Cathay Pacific Airways, battered by the pandemic that have led to a 98 percent fall in passenger numbers, is bringing back planes that parked idle in the Australian desert to rebuild Hong Kong's hub status as restrictions ease.

Cathay said the idle aircraft in the Alice Springs desert are protected and fly-ready. “Now, we are bringing the fleet home to continue their next journey.” Hong Kong's flag carrier tweeted on Tuesday.

“How do we manage this unprecedented operation involving over 70% of our planes? With lots of planning, coordination, and even more heart,” it added.

Cathay Pacific chief executive Augustus Tang said in June that the airline have about one-third of its passenger fleet parked in the desert and not being utilised. "We are making preparations for them gradually coming back ahead of the curve," he said.
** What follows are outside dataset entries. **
PR #254, opened 2018-02-20
Support for ESLint

dmitmel:
Almost like the `tslint` block, but for JavaScript.

### DIFF
--- a/packages/eslint/CHANGELOG.md
+++ b/packages/eslint/CHANGELOG.md
@@ -1,5 +1,5 @@
 # @webpack-blocks/eslint - Changelog
 
-## 1.0.0-rc
+## Next release
 
 Initial release.
--- a/packages/eslint/CHANGELOG.md
+++ b/packages/eslint/CHANGELOG.md
@@ -1,0 +1,5 @@
+# @webpack-blocks/eslint - Changelog
+
+## 1.0.0-rc
+
+Initial release.
--- a/packages/eslint/CHANGELOG.md
+++ b/packages/eslint/CHANGELOG.md
@@ -1,5 +1,5 @@
 # @webpack-blocks/eslint - Changelog
 
-## Next release
+## 1.0.0-rc
 
 Initial release.
--- a/packages/eslint/README.md
+++ b/packages/eslint/README.md
@@ -1,4 +1,4 @@
-# webpack-blocks - TSLint
+# webpack-blocks - ESLint
 
 [![Gitter chat](https://badges.gitter.im/webpack-blocks.svg)](https://gitter.im/webpack-blocks)
 [![JavaScript Style Guide](https://img.shields.io/badge/code%20style-standard-brightgreen.svg)](http://standardjs.com/)
--- a/packages/eslint/README.md
+++ b/packages/eslint/README.md
@@ -1,0 +1,35 @@
+# webpack-blocks - TSLint
+
+[![Gitter chat](https://badges.gitter.im/webpack-blocks.svg)](https://gitter.im/webpack-blocks)
+[![JavaScript Style Guide](https://img.shields.io/badge/code%20style-standard-brightgreen.svg)](http://standardjs.com/)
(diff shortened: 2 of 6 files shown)


packages/eslint/README.md
```diff
@@ -0,0 +1,35 @@
+# webpack-blocks - TSLint
```
zcei: Copy 🍝 - needs to be `ESLint` as well 🙂

dmitmel: Oh, thanks :) These packages are very similar, so I've decided to copy files from the `tslint` block.

zcei: Sure, that's how I would have done as well 😉

andywer:
Proposal: Let's extract the `tslint` block out of the core webpack-blocks repo into its own and let's put the `eslint` block into a separate repo as well.

We can still link to them in the README here, but trimming down the number of packages here might be a good idea. Thoughts?

@jvanbruegge

dmitmel:
Well, I think these packages must be included in the `webpack-blocks` package because they are used in lots of projects (see [their](https://npm.im/eslint-loader) [stats](https://npm.im/tslint-loader)). But, [your CI can't run all tests](https://travis-ci.org/andywer/webpack-blocks/jobs/344207521#L1132-L1135) because there are too many packages. An ideal solution would be creating an organization and putting all packages into separate repositories.

jvanbruegge:
@andywer
Would be ok with that, just dont forget to make a major version bump on the `webpack-blocks` package. I dont want all the setups suddenly breaking

zcei:
I would really like to see most blocks in their own repo - that's why I initially blocked the [`webpack-blocks` org](https://github.com/webpack-blocks) org.
Though I think especially ESLint (& TSLint ?) should be treated first-class as they're nearly always used.

andywer:
Then maybe let's postpone this decision (extra repo or not) for now 😉

@jvanbruegge That shouldn't be a breaking change. Should have no influence on user's where the sources reside.

@dmitmel Yeah, but the block's are more utility than core functionality and the [download count of the tslint block](https://www.npmjs.com/package/@webpack-blocks/tslint) is quite low.

The CI issue is quite annoying, though... We could try `lerna run --parallel` or `lerna run --stream` to circumvent that issue or try a different monorepo tool.

dmitmel:
@andywer Would you like to add the eslint block or remove the tslint block?

andywer:
@dmitmel Let's add the eslint block for now and decide on the overall strategy afterwards. That discussion shouldn't be a reason to block new features :)

packages/eslint/CHANGELOG.md
```diff
@@ -0,0 +1,5 @@
+# @webpack-blocks/eslint - Changelog
+
+## Next release
```
andywer: In this case we can enter the version number already, since we will publish right away.

vlad-zhukov:
I'd move unpopular and framework-specific blocks out of the main repo (for example `elm`). It will make installs and tests faster (good for both development and CI), but most importantly you can grant write access to people who care about the block, and don't block their development interests.

vlad-zhukov:
@dmitmel Thanks for the PR! Would be great to have a few test cases similar to ones other blocks have.

dmitmel:
@vlad-zhukov I've written some [integration tests](https://github.com/dmitmel/webpack-blocks/blob/feature/eslint-block/packages/eslint/__tests__/eslint.test.js). Thanks for pointing out!

andywer:
Awesome, thanks for your efforts! 😊

andywer:
Published as `@webpack-blocks/eslint@1.0.0-rc` 🚀

dmitmel:
[I've found something wrong](https://github.com/dmitmel/webpack-blocks/commit/71f0940c95d81d43ed11a5fcff3a3f6a739e5068) in the eslint block: it has `@webpack-blocks/core` in its peer dependencies.

andywer:
Might be a copy-pasta mistake. I don't remember with certainty, but I think at some point we added that peer dependency to make explicit that the block only works with webpack-blocks v1 (not v0.x).

It's not critical and the peer dependency is basically true 😉

dmitmel:
@andywer Nice ~hack~ workaround!

Issue #262, opened 2018-03-27
Code style


dmitmel:
While refactoring code, I noticed that the codebase contains _different coding styles_ because many people contribute to this project. This causes some problems like inconsistent line length.

My suggestions are:

- **Use [Prettier](https://prettier.io/) instead of Standard**, because Prettier produces more _consistent_ code. However, Prettier doesn't follow the JavaScript Standard Style, e.g. it doesn't put a space after function name in declarations.
- **Use ESLint** with something like [the Airbnb preset](https://github.com/airbnb/javascript).

andywer:
Could you please link to those places with different code styles?

Using prettier has been a topic for quite some time. I don't see any reason against, there was just no time yet to do that.

How would the Airbnb ruleset change anything? Because it's stricter?

dmitmel:
@andywer

> Using prettier has been a topic for quite some time. I don't see any reason against, there was just no time yet to do that.

Setting up Prettier and ESLint is really easy, I've even created an [ESLint preset](https://github.com/dmitmel/eslint-preset-dmitmel) that automatically configures Prettier and the Airbnb preset.

> How would the Airbnb ruleset change anything? Because it's stricter?

No. It's just my preference.

farism:
I prefer husky + prettier and no eslint. I understand that eslint handles a whole class of things that prettier does not, but I kind of like to talk about those things during code review anyway.

andywer:
> I understand that eslint handles a whole class of things that prettier does not, but I kind of like to talk about those things during code review anyway.

That is true for code style, but the important "whole class of things that prettier does not handle" is stuff like checking for unused variables, broken references, etc. That's what prettier cannot provide. I say it should not be the reviewer's responsibility either, since it can be reliably checked by software 😉

andywer:
Is this issue still relevant, now that we have prettier in the v2.0 branch?

vlad-zhukov:
We've got both Prettier and ESLint. Now we can add more ESLint rules over time.

PR #263, opened 2018-04-01
Replace standard with prettier

jvanbruegge:
Related to #262 

with this the formatter runs on `npm test` (in the root) and on any modified file (via pre-commit hook)

### DIFF
--- a/package.json
+++ b/package.json
@@ -1,12 +1,26 @@
 {
+  "husky": {
+    "hooks": {
+      "pre-commit": "lint-staged"
+    }
+  },
+  "lint-staged": {
+    "*.{js,ts,tsx}": [
+      "prettier-standard",
+      "git add"
+    ]
+  },
   "scripts": {
-    "test": "lerna run test",
+    "test": "npm run format && lerna run test",
+    "format": "prettier-standard 'packages/**/*.{js,ts,tsx}'",
     "postinstall": "lerna bootstrap && link-parent-bin"
   },
   "devDependencies": {
     "ava": "^0.22.0",
+    "husky": "^0.14.3",
     "lerna": "2.0.0-beta.30",
     "link-parent-bin": "^0.1.3",
-    "standard": "^10.0.3"
+    "lint-staged": "^7.0.2",
+    "prettier-standard": "^8.0.0"
   }
 }
--- a/package-lock.json
+++ b/package-lock.json
@@ -69,6 +69,303 @@
         "slide": "1.1.6"
       }
     },
+    "@babel/code-frame": {
+      "version": "7.0.0-beta.42",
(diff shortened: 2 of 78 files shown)


package.json
```diff
@@ -1,12 +1,25 @@
 {
+  "husky": {
+    "hooks": {
+      "pre-commit": "lint-staged"
+    }
+  },
+  "lint-staged": {
```
dmitmel: You forgot to add `lint-staged` to dev dependencies

package.json
```diff
@@ -1,12 +1,25 @@
...
+    "*.{js,ts}": [
```
dmitmel: There is a file called `packages/sample-app/src/App.tsx`, so the `.tsx` extension should also be added to this list

package.json
```diff
@@ -1,12 +1,25 @@
...
+      "prettier --no-semi --single-quote --write",
+      "git add"
+    ]
+  },
   "scripts": {
-    "test": "lerna run test",
+    "test": "npm run format && lerna run test",
+    "format": "prettier --no-semi --single-quote --write 'packages/**/*.{js,ts}'",
```
dmitmel: Same with extensions as [here](https://github.com/andywer/webpack-blocks/pull/263/files#diff-b9cfc7f2cdf78a7f4b91a753d10865a2R8)

package.json
dmitmel: Ok, this is done

package.json
```diff
@@ -1,12 +1,26 @@
 {
+  "husky": {
+    "hooks": {
+      "pre-commit": "lint-staged"
+    }
+  },
+  "lint-staged": {
+    "*.{js,ts,tsx}": [
+      "prettier --no-semi --single-quote --write",
```
dmitmel: You can configure Prettier via `prettier` key in the `package.json`, so let's move prettier config there to reduce duplication (see [line 15](https://github.com/andywer/webpack-blocks/pull/263/commits/f2dc22756be23685e767f20196e79aaeb8fb9c26#diff-b9cfc7f2cdf78a7f4b91a753d10865a2R15))

dmitmel:
Should we format Markdown files with Prettier?

andywer:
Might also make sense to use [`prettier-standard`](https://github.com/sheerun/prettier-standard)?

dmitmel:
@andywer ESLint has more linting options than Standard, but for now we can use Standard.

andywer:
@dmitmel Of course, but I wouldn't change everything at once. Incremental changes are way easier to handle 😉

jvanbruegge:
Changed it to use `prettier-standard`

jvanbruegge:
It looks like prettier-standard does not fix all its issues, which kinda defeats the point of prettier

vlad-zhukov:
Superseded by #275.

PR #268, opened 2018-04-21
Use yarn workspaces

dmitmel:


.gitignore
```diff
@@ -1,4 +1,5 @@
 node_modules/
 packages/*/node_modules/
-lerna-debug.log
-npm-debug.log
+lerna-*.log
+npm-*.log
+yarn-*.log
```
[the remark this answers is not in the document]
dmitmel: > Could you please change these 3 to simply `*.log`?

Sure.

> And also would be nice to add `package-lock.json`.

Could you please explain why?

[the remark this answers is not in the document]
vlad-zhukov: To make sure it won't be accidentally added in the future when someone installs deps with `npm`.

package.json
```diff
@@ -1,12 +1,16 @@
 {
+  "private": true,
   "scripts": {
-    "test": "lerna run test",
-    "postinstall": "lerna bootstrap && link-parent-bin"
```
andywer: Why not hook up on the `postinstall` hook?

Btw, we might not need `lerna bootstrap` anymore if we run `yarn` and have workspaces. We still need `link-parent-bin`, though, since yarn also tends to fail to link bins installed in top-level node_modules.

vlad-zhukov: Are you sure yarn fails to link bins? Is there a way to test it?

andywer: I set-up a few monorepos with yarn workspaces in the last couple of month and encountered that issue at least twice.

Not sure if there is a real way to test. But if a package has a dependency with a CLI tool (`ava` for instance) and the dependency is installed in the monorepo-wide `node_modules`, then I think the tool will always be missing from the package`s `node_modules/.bin` as of now.

andywer: But the tests are green... 🤔

packages/webpack/__e2e-fixtures__/typescript/app.ts
```diff
@@ -1,4 +1 @@
-declare var module : any
-declare var process : any
-
 module.exports = process.env.TEST
```
zcei: I'd like to keep having something TypeScript specific in the `app.ts` - currently we set the webpack config to read from `app.ts` and have the ts block set up, but I think it would also work without, as it currently is valid JS.

Probably a simple 
```ts
module.exports = process.env.TEST as string
```
would be enough

package.json
vlad-zhukov: I've just installed this branch and yarn didn't create links for packages that are not in the root, so I guess this is the default behaviour. Why do you need it for by the way?

packages/webpack/__e2e-fixtures__/typescript/app.ts
dmitmel: @zcei What about this?

```ts
function add(a: number, b: number): number {
  return a + b;
}
```

package.json
dmitmel: Yarn documentation says:

> `[script]` can also be any locally installed executable that is inside `node_modules/.bin/`.

packages/webpack/__e2e-fixtures__/typescript/app.ts
zcei: Even better

package.json
andywer: > I've removed the postinstall hook because it causes an infinite loop (lerna/lerna#1125).

Good catch! Question is if we even need `lerna bootstrap` anymore. What's the benefit of `lerna bootstrap` instead of just running `yarn`? It will also install the root dependencies, all package dependencies and link the packages.

dmitmel: > Question is if we even need `lerna bootstrap` anymore

So, should I remove the `bootstrap` script from the root package?

andywer: Let's give it a try :)

(I can do it, too, if you want; in the evening)

dmitmel: > Let's give it a try :)

Sorry, @andywer, what do you mean?

andywer: I meant
> So, should I remove the bootstrap script from the root package?

👉I think it should still work without `lerna bootstrap` when using yarn and yarn workspaces. Let's try and see if that's so 😉

andywer: Good enough for me 😅

But seriously, I think it does pretty much exactly the same, so let's get rid of one of them.

farism: `lerna bootstrap` actually just [uses yarn install](https://github.com/lerna/lerna/issues/1021#issuecomment-333598007) when using workspaces, so +1 to killing any references to it.

vlad-zhukov:
Updated and merged. Thanks everyone for working on it!

PR #270, opened 2018-04-23
Remove stale package-lock.json files

farism:
Now that `webpack-blocks` is using yarn workspaces we should remove any `package-lock.json` files that are generated by NPM. NPM technically is no longer supported by `webpack-blocks`.


zcei:
@vlad-zhukov I thought the same, but no - #268 only removed huge parts of the package-lock, but not the file completely. That was a bit missleading from GitHub's collapsed view.

vlad-zhukov:
I bet these are your local files. You can go through the [`release-2.0`](https://github.com/andywer/webpack-blocks/tree/release-2.0) branch on GitHub to make sure there are no `package-lock.json`s left!

vlad-zhukov:
I've just made a clean git pull and the only `package-lock.json` left is in the `eslint` package. Interestingly both this PR and #268 missed it.

vlad-zhukov:
Actually I was looking at a different branch, there are not `package-lock.json` files left.

PR #272, opened 2018-04-25
Update Travis config

vlad-zhukov:


.travis.yml
```diff
@@ -1,6 +1,17 @@
...
-script: travis_wait 15 yarn test   # Increase "no output received" timeout
+
+cache:
+  yarn: true
+  directories:
+    - ".eslintcache"
+    - "node_modules"
+
+before_install:
+  - curl -o- -L https://yarnpkg.com/install.sh | bash
```
zcei: This should only be needed for a specific version, no? Or Is Travis lacking behind in the Yarn version it supports?

vlad-zhukov: Travis has 1.3.2, this script updates it to the latest.

PR #276, opened 2018-05-08
Hoist ava to the root

vlad-zhukov:
And also update it to the latest.


package.json
```diff
@@ -3,11 +3,11 @@
   "scripts": {
     "lint": "eslint \"**/*.js\"",
     "format": "prettier \"**/*.{js,ts,tsx}\" --write --loglevel warn",
-    "test": "prettier \"**/*.{js,ts,tsx}\" --list-different && yarn lint && lerna run test"
+    "test": "prettier \"**/*.{js,ts,tsx}\" --list-different && yarn lint && ava"
```
andywer: I know, it's not exactly the scope of this PR, but:

How about moving `yarn lint`, for instance, into a `posttest` script? Might make the scripts easier readable. Thoughts?

packages/sample-app/__tests__/__snapshots__/webpack-config.test.js.md
```diff
@@ -9,33 +9,16 @@ Generated by [AVA](https://ava.li).
 > Snapshot 1
 
     {
-      devServer: {
```
andywer: Is that correct? ... 🤔

packages/sample-app/__tests__/webpack-config.test.js
```diff
@@ -8,7 +8,23 @@ const configFile = require.resolve('../webpack.config.babel')
 
 test('it exports the development config', t => {
   const originalConfig = requireConfig()
+  const module = Object.assign({}, originalConfig.module, {
```
andywer: Didn't really expect that here. It's surely not wrong, but it there a background story why you added this just now? (Just curious :) )

packages/sample-app/__tests__/__snapshots__/webpack-config.test.js.md
vlad-zhukov: It changed when I only updated `ava` from 0.22.0 to 0.25.0 before doing any other changes. I couldn't find any [release notes](https://github.com/avajs/ava/releases) related to it.

I'll have look on how to fix it.

package.json
vlad-zhukov: {}

vlad-zhukov:
```

Comment (vlad-zhukov) [reply package.json]:
```

vlad-zhukov:
```
{
  "test": "prettier \"**/*.{js,ts,tsx}\" --list-different && yarn lint && ava"
}
```
vs
```
{
  "pretest": "prettier \"**/*.{js,ts,tsx}\" --list-different && yarn lint",
  "test": "ava"
}
```

It barely improves anything 😄 If you want to make it shorter I can replace `--list-different` with `-l`.

andywer: Ahhh, keep it 😅

packages/sample-app/__tests__/webpack-config.test.js
vlad-zhukov: Because I made a change in `packages/sample-app/webpack.config.babel.js`:

```diff
-  typescript(),
+  typescript({ configFileName: path.resolve(__dirname, './tsconfig.json') }),
```

packages/sample-app/__tests__/__snapshots__/webpack-config.test.js.md
vlad-zhukov: Fixed by setting `NODE_ENV` to `development`. This was broken because [since 0.23.0 `ava` sets `NODE_ENV` to `test`](https://github.com/avajs/ava/releases/tag/v0.23.0).

packages/assets/package.json
```diff
@@ -5,10 +5,6 @@
   "main": "lib/index",
   "license": "MIT",
   "author": "Andy Wermke <andy@dev.next-step-software.com>",
-  "scripts": {
-    "test": "ava",
-    "prepublishOnly": "yarn test"
```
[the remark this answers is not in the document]
vlad-zhukov: Nope, manual only for now. I would like to tickle it in another PR.

- Publishing single packages leads to version inconsistencies and bugs. For instance the `uglify` block was publish separately as 1.0.0 and later as 1.1.0, when other blocks used to be v1.0.0-beta. Then with the 1.0 release the `uglify` was republished and its version 1.0.0 was tagged as latest. What that means is if you run `yarn add @webpack-blocks/uglify` now, you will get 1.0.0 instead of 1.1.0. (I am sorry I haven't reported it before 😅)
- Some blocks have no unit but instead have related e2e tests. I believe these are more important to have and we can focus on writing more of them.

packages/sample-app/__tests__/__snapshots__/webpack-config.test.js.md
```diff
@@ -1,4 +1,4 @@
-# Snapshot report for `__tests__/webpack-config.test.js`
+# Snapshot report for `packages\sample-app\__tests__\webpack-config.test.js`
```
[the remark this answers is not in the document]
vlad-zhukov: Nice catch! I've just regenerated snapshots on my Mac.

packages/assets/package.json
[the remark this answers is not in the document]
zcei: Oh okay. Then we should just create a small doc to refer to when publishing. Like that we only publish "whole monorepo", not standalone.

PR #259, opened 2018-03-23
API for version 2.0

dmitmel:
This PR shows how the new block API will look like.

Related to #125

PR #277, opened 2018-05-19
The new block API

vlad-zhukov:
I've proposed this API almost a year ago in #125 and I believe everyone is fine with it by now. TLDR:

```js
// Current:

function postConfig (context, util) {
  const ruleConfig = Object.assign({
    test: /\.(js|jsx)$/,
    exclude: /node_modules/,
    use: [
      { loader: 'babel-loader', options: context.babel }
    ]
  }, context.match)

  return util.addLoader(ruleConfig)
}

// This PR:

function postConfig (context) {
  const ruleConfig = Object.assign({
    test: /\.(js|jsx)$/,
    exclude: /node_modules/,
    use: [
      { loader: 'babel-loader', options: context.babel }
    ]
  }, context.match)

  return context.addLoader(ruleConfig)
}
```

The #259 is different because it merges `context` and utils into an object:

```js
function postConfig ({context, addLoader}) {
  // ...
}
```

cc @andywer @zcei @dmitmel @jvanbruegge

### DIFF
--- a/packages/assets/lib/css.js
+++ b/packages/assets/lib/css.js
@@ -17,8 +17,8 @@ function css(options = {}) {
     loaders.unshift({ loader: 'style-loader', options: options.styleLoader || {} })
   }
 
-  return (context, util) =>
-    util.addLoader(
+  return context =>
+    context.addLoader(
       Object.assign(
         {
           test: /\.css$/,
@@ -56,8 +56,8 @@ function cssModules(options = {}) {
     loaders.unshift({ loader: 'style-loader', options: options.styleLoader || {} })
   }
 
-  return (context, util) =>
-    util.addLoader(
+  return context =>
+    context.addLoader(
       Object.assign(
         {
           test: /\.css$/,
--- a/packages/assets/lib/file.js
+++ b/packages/assets/lib/file.js
@@ -6,7 +6,7 @@ module.exports = file
  * @see https://github.com/webpack-contrib/file-loader
  */
 function file(options = {}) {
-  return (context, util) => {
+  return context => {
     if (!context.match) {
       throw new Error(
         `The file() block can only be used in combination with match(). ` +
@@ -14,7 +14,7 @@ function file(options = {}) {
       )
     }
 
-    return util.addLoader(
+    return context.addLoader(
       Object.assign(
         {
           use: [{ loader: 'file-loader', options }]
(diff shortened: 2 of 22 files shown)


jvanbruegge:
Not sure what this is solving actually. AFAICT 2.0 old blocks to be used with more or less no change at all, so not sure if this is worth a breaking change

zcei:
So #259 and this PR are two competing approaches?

Same problem as @jvanbruegge, the mentioned discussion is too long and I don't recall all the details. Would you mind a small explanation what the problems are with the current API & what the up & downsides of the two competing PRs are?

Otherwise we can't make a profound decision, and I think some visibility helps when we later come back here (as it's linked in the changelog)

vlad-zhukov:
Good point! However I'm unsure v1 blocks will work with v2 out of the box w/o any changes. Webpack 4 made breaking changes for loaders and in order to use old blocks with v2 a developer would need to update dependencies at the very least. Making another single line change shouldn't be a big of a problem, is it?

The reason for the change is purely stylistic. Some people (including me) would like to be it that way. There is also a rare case when a block doesn't use the context but needs a util function: `(_, util) => util.addLoader({})`.

There are no hard feelings about the change. How often do people develop new blocks anyway? 🙃

andywer:
I think there was even a third option: Don't pass the util stuff (`addLoader` & friends) into the block at all, but rather make the blocks `import` them from a separate package.

(Sorry for the late reply!)

vlad-zhukov:
@andywer Was it even considered as an option? 🙉
Right now I'm very close to leaving the API as it is for now. Maybe next year...

andywer:
@vlad-zhukov Not sure how serious the efforts in that direction where, but I remember that one, too. And I totally get how you are feeling right now; this API discussion is a hornet's nest... 🙈

At some point I just stopped caring about it this API issue too much. Bottom line: No matter what we do here, the average webpack-blocks user will neither notice nor care 😜

andywer:
@dmitmel No need to be snappish. I am just trying to recall the discussion at the time. And yes, I had my reservations as well! Nevertheless it doesn't hurt to gather the whole picture.

dmitmel:
@andywer Ok, but I'm just trying to do something because I wasn't contributing to `webpack-blocks` for a long time.

andywer:
@dmitmel Trust me, your efforts are highly appreciated! It's just a tricky change that requires quite a lot of communication. If you want, we can all have a chat tomorrow on gitter.im about the open issues and maybe we can find a less controversial issue that you can help with 🙂

But enough of that now. All non-PR-related talk moves to gitter now.

andywer:
I'm sorry, but I don't see this happening at the moment. Closing for now.

Feel free to bring it up again 😉

PR #766, opened 2021-09-15
Change term vocbase to database

ronaldpetty:
Typo fix

### DIFF
--- a/3.7/data-modeling-collections-database-methods.md
+++ b/3.7/data-modeling-collections-database-methods.md
@@ -380,7 +380,7 @@ Collection Name
 <!-- arangod/V8Server/v8-vocbase.cpp -->
 
 
-selects a collection from the vocbase
+selects a collection from the database
 `db.collection-name`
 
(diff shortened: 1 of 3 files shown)


Simran-B:
That's an interesting one. Technically, it's not wrong, but the term _vocbase_ is almost exclusively used internally. VOC stands for versatile object container, and "a voc" plus three more letters is avocado - the [original name of ArangoDB](https://www.arangodb.com/2012/05/avocadodb-become-arangodb/).

I agree that it should be "database" in the end-user docs, however. To accept your patch, we need you to fill out and sign our Contributor License Agreement (CLA) for legal reasons. We use an Apache 2 CLA for ArangoDB, which can be found here: https://www.arangodb.com/documents/cla.pdf

(Or if this is too much hassle for you, then I can also close this pull request and fix it directly)

ronaldpetty:
Signed and shipped!

I feel like I have insider knowledge (voc). For the record, my family loves avocados!

PR #770, opened 2021-09-16
added MultiPolygon to supported geoJSON types

rashtao:


Simran-B (approved):
Thanks! It wasn't actually in the initial release, but added some time later.

PR #772, opened 2021-09-21
docs for APM-164

jsteemann:
https://github.com/arangodb/arangodb/pull/14796

### DIFF
--- a/3.9/http/general.md
+++ b/3.9/http/general.md
@@ -26,7 +26,7 @@ format or ArangoDB's custom [VelocyPack](https://github.com/arangodb/velocypack)
 binary format. Details on the expected format and JSON attributes can be found
 in the documentation of the individual API endpoints.
 
-Clients sending requests to ArangoDB must use either HTTP 1.0, HTTP 1.1, HTTP 2
+Clients sending requests to ArangoDB must use either HTTP 1.1, HTTP 2
 or VelocyStream. Other HTTP versions or protocols are not supported by ArangoDB.
 
 Clients are required to include the `Content-Length` HTTP header with the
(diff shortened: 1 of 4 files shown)


Simran-B (approved):

3.9/http/general.md
```diff
@@ -557,3 +553,35 @@ request forwarding as a fall-back solution.
...
+requests they send to arangod with the header `x-arango-queue-time-seconds`.
+If set, the value of the header should contain the maximum server-side
+queuing time (in seconds) that the client application is willing to accept.
+If the header is set in an incoming request, arangod will compare the current
+dequeuing time from its scheduler with the maximum queue time value contained
+in the request header. If the current queueing time exceeds the value set
+in the header, arangod will reject the request and return HTTP 412
+(precondition failed) with the error code 21004 (queue time violated).
+In a cluster, the `x-arango-queue-time-seconds` request header will be
+checked on the receiving Coordinator, before any request forwarding.
```
jsteemann, line 587:
```suggestion
In addition, client applications and drivers can optionally augment the
requests they send to arangod with the header `x-arango-queue-time-seconds`.
If set, the value of the header should contain the maximum server-side
queuing time (in seconds) that the client application is willing to accept.
If the header is set in an incoming request, arangod will compare the current
dequeuing time from its scheduler with the maximum queue time value contained
in the request header. If the current queueing time exceeds the value set
in the header, arangod will reject the request and return HTTP 412
(precondition failed) with the error code 21004 (queue time violated). 
Using a value of 0 or a non-numeric value in the header will lead to the
header value being ignored by arangod.

There is also a new metric `arangodb_scheduler_queue_time_violations_total`
that is increased whenever a request is dropped because of the requested
queue time not being satisfiable. Administrators can use this metric to monitor
overload situations.

In a cluster, the `x-arango-queue-time-seconds` request header will be
checked on the receiving Coordinator, before any request forwarding. If the
request is forwarded by the Coordinator to a different Coordinator, the 
receiving Coordinator will also check the header on its own.
Apart from that, the header will not be included in cluster-internal requests
executed by the Coordinator, e.g. when the Coordinator issues sub-requests
to DB servers or agency instances.
```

Cathay Pacific operated only 4 percent of its pre-Covid-19 capacity in May and filled 60.5 percent of its seats. The need for crew members on passenger flights to quarantine in hotels after flying to destinations outside China means it has few frequencies to offer potential transit passengers.

Passengers heading to Hong Kong also face hotel quarantine on arrival, limiting demand.

Cathay Pacific has 45 passenger destinations back in operation as of June, up from 30 at the start of the year, and plans for up to 70 to be available by the end of the year as demand improves, Tang said. That compares to the 108 passenger destinations it operated before the pandemic.